Work request ->
Using the listing that follows, return every line with the word "parse".
+===+
PR #122, opened 2020-05-13
Add pg_createuserdatabase option to skip CreateUserDatabase if false

marcocitus:
This PR adds a `pg_createuserdatabase` setting to the PostgreSQL benchmarks, which controls whether HammerDB should create a user and database and defaults to `true` to preserve the current behaviour by default.

The current behaviour of always creating a user and a database is inconvenient in several scenarios.

For instance, most managed PostgreSQL services do not provide superuser access to their customers because the superuser can run shell commands on the host. That also means that creating users and/or databases directly is not allowed in some managed services.

If the user and/or database already exist, then the only way to make the build step in HammerDB work is to drop both of them. Hence there is no way to preserve other tables, settings, objects, or PostgreSQL extensions across rebuilds. (Note that databases in PostgreSQL are completely isolated, so you cannot do queries across databases)

We usually comment out the call to `CreateUserDatabase` before starting HammerDB, so it would be quite convenient if it was a setting that we could disable.

### DIFF
--- a/config/postgresql.xml
+++ b/config/postgresql.xml
@@ -19,6 +19,7 @@
             <pg_dritasnap>false</pg_dritasnap>
             <pg_oracompat>false</pg_oracompat>
             <pg_storedprocs>false</pg_storedprocs>
+            <pg_createuserdatabase>true</pg_createuserdatabase>
         </schema>
         <driver>
             <pg_total_iterations>1000000</pg_total_iterations>
@@ -48,6 +49,7 @@
 	    <pg_tpch_gpcompat>false</pg_tpch_gpcompat>
 	    <pg_tpch_gpcompress>false</pg_tpch_gpcompress>
             <pg_num_tpch_threads>1</pg_num_tpch_threads>
+            <pg_createuserdatabase>true</pg_createuserdatabase>
         </schema>
         <driver>
             <pg_total_querysets>1</pg_total_querysets>
--- a/src/postgresql/pgolap.tcl
+++ b/src/postgresql/pgolap.tcl
@@ -521,7 +521,7 @@ error "[pg_result $result -error]"
 return
 }
 
-proc do_tpch { host port scale_fact superuser superuser_password defaultdb db tspace user password greenplum gpcompress num_vu } {
+proc do_tpch { host port scale_fact superuser superuser_password defaultdb db tspace user password createuserdatabase greenplum gpcompress num_vu } {
 global dist_names dist_weights weights dists weights
 ###############################################
 #Generating following rows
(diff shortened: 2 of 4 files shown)


sm-shaw:
I have reviewed the code, the feature and the changes look fine. I will test it prior to the next TPC-OSS meeting on 19th May so it can be voted on for acceptance and merged next week.

sm-shaw:
The intention of the changes are fine in principle however this causes an error when loading the files running the GUI with the file pgoltp.tcl. The error is an additional close curly bracket so the file does not parse correctly and prevents the PostgreSQL schema build as the build_pgtpcc is  not  created as a command. 

There are a couple of options to approach this better. Firstly you should put all of the changes inside the CreateUserDatabase proc and pass the additional option into here. At its simplest you you check if this option is set to skip the build it just prints a message notifying that the user and database have not been created and then returns, by default it would run the user and database creation as normal.  Also doing this in pgopt.tcl it would be best to reverse the logic of "create user/database" to something like "skip create user/database" so that the checkbox by default is unchecked and the user and database are created without the person running it changing the options. 
Another option and you can verify if this works for what you intend in the SQL Server build it does something similar automatically however in this case there is no additional option, instead it runs a SQL query to check if the database already exists under the user given and is empty. In this case it does the schema build against the empty pre-created database. If tables already exists under the user it errors - this way you can use an empty precreated user and database. If this is what is intended then this way is better as there is no changes to the options and again you only have to change the CreateUserDatabase proc by adding the SQL check to run as the tpcc user and password given. 

Also the option pg_createuserdatabase was added to the test driver script. This is not needed in the driver script only in the build script which you modified previously. However for reference any valid changes to the driver script need to be added to the test and timed/timed asynchronous driver scripts as well.

marcocitus:
> The error is an additional close curly bracket so the file does not parse correctly and prevents the PostgreSQL schema build as the build_pgtpcc is not created as a command.

Sorry, I had fixed this locally, but had neglected to push it. Pushed it now.

> Another option and you can verify if this works for what you intend in the SQL Server build it does something similar automatically however in this case there is no additional option, instead it runs a SQL query to check if the database already exists under the user given and is empty. In this case it does the schema build against the empty pre-created database. If tables already exists under the user it errors - this way you can use an empty precreated user and database. If this is what is intended then this way is better as there is no changes to the options and again you only have to change the CreateUserDatabase proc by adding the SQL check to run as the tpcc user and password given.

I think that makes sense. Will update the PR to that effect.

sm-shaw:
Many thanks that sounds like a good plan  - the example from SQL Server is below so firstly it checks if the database is there and if it is then it checks if it is empty to prevent accidentally running 2 builds on the same schema. 
```
proc CreateDatabase { odbc db imdb azure } {
set table_count 0
puts "CHECKING IF DATABASE $db EXISTS"
set rows [ $odbc allrows "IF DB_ID('$db') is not null SELECT 1 AS res ELSE SELECT 0 AS res" ]
set db_exists [ lindex {*}$rows 1 ]
if { $db_exists } {
if {!$azure} {$odbc evaldirect "use $db"}
set rows [ $odbc allrows "select COUNT(*) from sys.tables" ]
set table_count [ lindex {*}$rows 1 ]
if { $table_count == 0 } {
puts "Empty database $db exists"
```

marcocitus:
Will open a new PR once I've made the changes.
+===+
Response ->
The intention of the changes are fine in principle however this causes an error when loading the files running the GUI with the file pgoltp.tcl. The error is an additional close curly bracket so the file does not parse correctly and prevents the PostgreSQL schema build as the build_pgtpcc is  not  created as a command. 
> The error is an additional close curly bracket so the file does not parse correctly and prevents the PostgreSQL schema build as the build_pgtpcc is not created as a command.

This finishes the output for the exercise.